AI models can untangle deeply intertwined risk factors and offer valuable insights into who will likely suffer the most significant public health impacts and why. We have successfully leveraged AI tools to support public health in this purpose since 2017, and the literature further supports this finding. For instance, a recent review described a variety of Machine Learning (ML) models that reliably predicted the risk of cardiovascular disease as a function of multiple SDOH risk factors. However, the availability of SDOH data, particularly data related to the environment, was a key challenge for the models. As another case in point, a recent study used an ensemble of ML models to predict COVID-19 cases in Tennessee and found that socioeconomic and environmental factors, including access to healthcare and transportation, were increasingly important risk factors for COVID illness as the pandemic progressed. At the same time, the relative impact of age, race, and ethnicity decreased as more people were vaccinated and their vaccination status included in the model. Finally, in another study, a neural-network AI model based on SDOH data successfully identified Medicare Part D beneficiaries experiencing barriers to using an automated medication refill tool, highlighting participants for additional outreach to improve refill adherence. 

Unfortunately, AI can also inadvertently harm health equity.

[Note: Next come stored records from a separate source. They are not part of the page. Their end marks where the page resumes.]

PR #3465, opened 2023-05-16
fix(frontend): improve error handling for MaterialTable

### LINKED ISSUE #3349: From meeting discussion: Consider using a ValidationException class to trigger 422 errors. This would avoid ignoring exception, if anyone in the future uses HttpException for non 4xx errors
From meeting discussion: Consider using a ValidationException class to trigger 422 errors. This would avoid ignoring exception, if anyone in the future uses HttpException for non 4xx errors

_Originally posted by @usu in https://github.com/ecamp/ecamp3/pull/3328#discussion_r1136064982_

usu:
- Fixes a few frontend issues around MaterialTable reported in Sentry (I accidentally removed the sentry reports so cannot link to them now - I'm sure they appear relatively soon on prod again)
- Also: improves display of ServerErrors (rely on the same translation logic which Bacluc already implemented in https://github.com/ecamp/ecamp3/issues/2902)
- Also: report ServerErrors in MaterialTable explicitly via Sentry (they are unexpected in the frontend and should be reported)
- Also: fixes an issue with singular/plural in the violations translation from the API

Also fixes #3349: `HttpException` are now not excluded blindly anymore, but only if they equal to specific HTTP codes (`excluded_http_codes`). At the moment this is configured to exclude the following codes:
400 Bad Request
401 Unauthorized
403 Forbidden
404 Not Found
405 Method Not Allowed
422 Unprocessable Entity

However, this works only for exceptions of type `HttpException`. There are other exceptions that eventually respond with a 4xx status code. These exceptions still need to be excluded manually with `ignore_exceptions`

### Before

image

image

### After
The following screenshot is only intended to visualize the change in error display and translation. This would not be reproducible anymore after this PR, because input length is already limited to 64 characters.
image

### DIFF
--- a/api/src/Serializer/Normalizer/TranslationConstraintViolationListNormalizer.php
+++ b/api/src/Serializer/Normalizer/TranslationConstraintViolationListNormalizer.php
@@ -50,7 +50,10 @@ class TranslationConstraintViolationListNormalizer implements NormalizerInterfac
 
                     $translations = $this->translateToAllLocalesService->translate(
                         $violation->getMessageTemplate(),
-                        $violation->getParameters()
+                        array_merge(
+                            $violation->getPlural() ? ['%count%' => $violation->getPlural()] : [],
+                            $violation->getParameters()
+                        )
                     );
 
                     $resultItem = [
--- a/frontend/src/components/material/MaterialCreateItem.vue
+++ b/frontend/src/components/material/MaterialCreateItem.vue
@@ -11,7 +11,6 @@
         ref="quantity"
         v-model="materialItem.quantity"
         dense
-        vee-rules="numeric"
         type="number"
         :name="$tc('entity.materialItem.fields.quantity')"
         fieldname="quantity"
@@ -23,6 +22,7 @@
         dense
         :name="$tc('entity.materialItem.fields.unit')"
         fieldname="unit"
+        maxlength="32"
       />
     </td>
     <td>
@@ -32,6 +32,7 @@
         vee-rules="required"
         :name="$tc('entity.materialItem.fields.article')"
         fieldname="article"
+        maxlength="64"
       />
     </td>
     <td :colspan="columns - 4">
--- a/api/config/packages/sentry.yaml
+++ b/api/config/packages/sentry.yaml
@@ -14,11 +14,21 @@ services:
                     - Symfony\Component\HttpKernel\Exception\NotFoundHttpException
                     - Symfony\Component\Routing\Exception\ResourceNotFoundException
                     - Symfony\Component\Security\Core\Exception\AccessDeniedException
-                    - Symfony\Component\HttpKernel\Exception\HttpException
+                    # The following exceptions should not be reported by the API, because they are client errors (400) and should hence be reported by the client.
+                    # For the moment we keep them in, in order to track some frontend issues in Sentry.
+                    # - Symfony\Component\Serializer\Exception\ExtraAttributesException
+                    # - Symfony\Component\Serializer\Exception\UnexpectedValueException
 
 monolog:
     handlers:
         sentry:
+            type: fingers_crossed
+            action_level: error
+            handler: sentry_main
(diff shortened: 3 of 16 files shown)


usu:
> * Also: report ServerErrors in MaterialTable explicitly via Sentry (they are unexpected in the frontend and should be reported)

I thought about generalizing this and include sentry reporting for each ServerError. I came to the conclusion that this is not very wise: Sometimes, server errors are part of the expected use case. Only the individual component can understand, if server errors are expected or not, so it should be the individual components responsibility to report unexpected server errors. Other opinions highly welcome.

frontend/src/components/material/MaterialCreateItem.vue
```diff
@@ -11,7 +11,6 @@
         ref="quantity"
         v-model="materialItem.quantity"
         dense
-        vee-rules="numeric"
```
carlobeltrame, line 14: Is that no longer useful?

carlobeltrame (commented):
I have some trouble seeing the big picture (tired right now), but the individual changes look good to me

carlobeltrame (approved):

frontend/src/components/material/MaterialCreateItem.vue
usu: Numeric only allows integer values. Our API allows float values. There's a built-in validation rule called "double" for float values. However, the "double" validation fails for empty values, which we explicitly allow.

Because we already set the html attribute type="number", the validation is not really needed, because the user cannot enter anything else than numbers anyway.

usu:
> I have some trouble seeing the big picture (tired right now), but the individual changes look good to me

🤣 Bigger picture = Tried to fix some of the top-sentry issues on prod (on the API) from the last weeks and then went a bit down a rabbit hole when looking at how server errors are treated & displayed in the frontend.

api/src/Serializer/Normalizer/TranslationConstraintViolationListNormalizer.php
```diff
@@ -50,7 +50,10 @@ public function normalize(mixed $object, string $format = null, array $context =
 
                     $translations = $this->translateToAllLocalesService->translate(
                         $violation->getMessageTemplate(),
-                        $violation->getParameters()
+                        array_merge(
+                            $violation->getPlural() ? ['%count%' => $violation->getPlural()] : [],
```
BacLuc, line 54: I did not see directly in which case you needed this.
A test which covers this path would be nice.

BacLuc (approved):

api/src/Serializer/Normalizer/TranslationConstraintViolationListNormalizer.php
usu: Test added in https://github.com/ecamp/ecamp3/pull/3465/commits/f4baba30b060b94806c8b7803f4368fd5010fc30

Many symfony internal validators have violations messages that have a singular and a plural version. The `%count%` parameter needs to be provided to the translator such that it selects the right version:
https://github.com/symfony/symfony/blob/6.3/src/Symfony/Contracts/Translation/TranslatorInterface.php#L22
 https://github.com/symfony/symfony/blob/6.3/src/Symfony/Component/Validator/Violation/ConstraintViolationBuilder.php#L123

Without this adjustment, the output would be the following (both singular+plural version returned):
```php
'translations' => [
    'en' => 'This value is too long. It should have 32 character or less.|This value is too long. It should have 32 characters or less.',
    'de' => 'Diese Zeichenkette ist zu lang. Sie sollte höchstens 32 Zeichen haben.|Diese Zeichenkette ist zu lang. Sie sollte höchstens 32 Zeichen haben.',
    'fr' => 'Cette chaîne est trop longue. Elle doit avoir au maximum 32 caractère.|Cette chaîne est trop longue. Elle doit avoir au maximum 32 caractères.',
    'it' => 'Questo valore è troppo lungo. Dovrebbe essere al massimo di 32 carattere.|Questo valore è troppo lungo. Dovrebbe essere al massimo di 32 caratteri.',
],
```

One of AI’s biggest strengths – and perhaps its Achilles heel — is the ability to use “unsupervised” learning algorithms to identify and build complex predictive models based on observed patterns in the data without any explicit assumptions about their underlying root causes. Unfortunately, the population health data available to train these models is often not representative. For instance, data are often limited to a primarily white population and to a population that is too homogenous in age, health status, disabilities, socioeconomic status, and other SDOH risk factors. The resulting models are often poorly applicable to minority or otherwise disadvantaged populations, harming health equity and perpetuating racial bias. In addition, ML algorithms themselves can be plagued by algorithmic bias. Finally, persisting workforce, skill, and experience gaps — as well as erosion of trust in the equity underlying AI models — can hinder equitable benefits from SDOH insights, even when the AI models are well-built and well-trained.

Where to go from here?

Access to complex SDOH data and sufficiently powerful tools to interpret that data remain a significant barrier to addressing health disparities. As our own experience and a review of the relevant literature show, AI can be a valuable tool for addressing these challenges and helping to prioritize action. Still, it remains a tool that must be used with care. AI can help break down persisting health disparities – or further cement them. Successful examples where we and others have leveraged AI tools to improve population health and reduce health disparities include mining interactions with government benefit program beneficiaries to improve access to services, strengthening public health surveillance and risk prevention, and proactively identifying and counteracting health threats. But, unleashing the power of AI for better, more equitable population health holds some potential perils, as outlined recently in HHS’s Trustworthy AI Playbook. Ultimately, it will be up to all of us to make sure AI is trustworthy as we work to improve our insights into public health. To maximize AI’s promise while guarding against its perils, we need our use of AI to foster public trust and confidence while protecting privacy, civil rights, and liberties and upholding the Law and our American values.